◆ TASK OBJECTIVE: A single number is the answer here: how many lines of the entries contain "maxonfjvipon"?

# # # # # # #

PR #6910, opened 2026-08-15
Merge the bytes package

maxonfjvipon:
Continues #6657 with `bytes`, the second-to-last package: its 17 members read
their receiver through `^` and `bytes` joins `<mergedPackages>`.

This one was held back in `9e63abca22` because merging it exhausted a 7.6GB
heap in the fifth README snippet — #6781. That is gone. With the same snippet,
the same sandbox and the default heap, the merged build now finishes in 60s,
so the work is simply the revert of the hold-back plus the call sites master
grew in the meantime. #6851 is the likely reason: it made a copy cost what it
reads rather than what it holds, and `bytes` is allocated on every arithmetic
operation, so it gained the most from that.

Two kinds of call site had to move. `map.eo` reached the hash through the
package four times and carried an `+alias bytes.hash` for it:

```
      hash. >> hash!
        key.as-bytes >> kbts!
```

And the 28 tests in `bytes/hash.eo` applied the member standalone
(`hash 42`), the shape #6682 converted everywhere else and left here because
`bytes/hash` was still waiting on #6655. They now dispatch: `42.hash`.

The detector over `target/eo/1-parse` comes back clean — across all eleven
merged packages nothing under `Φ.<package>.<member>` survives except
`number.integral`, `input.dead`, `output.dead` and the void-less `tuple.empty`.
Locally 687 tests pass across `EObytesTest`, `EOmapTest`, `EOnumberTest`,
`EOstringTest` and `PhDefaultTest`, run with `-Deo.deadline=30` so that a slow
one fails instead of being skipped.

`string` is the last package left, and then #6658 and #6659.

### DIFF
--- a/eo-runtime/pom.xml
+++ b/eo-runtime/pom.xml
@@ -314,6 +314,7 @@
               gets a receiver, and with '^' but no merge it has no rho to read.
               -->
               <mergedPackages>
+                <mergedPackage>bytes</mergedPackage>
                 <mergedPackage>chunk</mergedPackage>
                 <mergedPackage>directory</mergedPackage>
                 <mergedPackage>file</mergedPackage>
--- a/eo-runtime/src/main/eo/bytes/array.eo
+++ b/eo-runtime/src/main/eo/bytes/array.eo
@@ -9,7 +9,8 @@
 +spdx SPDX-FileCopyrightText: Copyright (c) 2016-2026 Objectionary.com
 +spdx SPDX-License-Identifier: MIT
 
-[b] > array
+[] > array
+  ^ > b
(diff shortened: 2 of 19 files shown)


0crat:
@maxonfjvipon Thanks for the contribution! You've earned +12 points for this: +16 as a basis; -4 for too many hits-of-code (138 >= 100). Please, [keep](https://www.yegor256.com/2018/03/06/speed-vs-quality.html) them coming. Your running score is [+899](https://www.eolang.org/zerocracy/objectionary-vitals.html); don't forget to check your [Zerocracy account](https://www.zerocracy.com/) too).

# # # # # # #

◆ SOLUTION TO THE PROBLEM: 2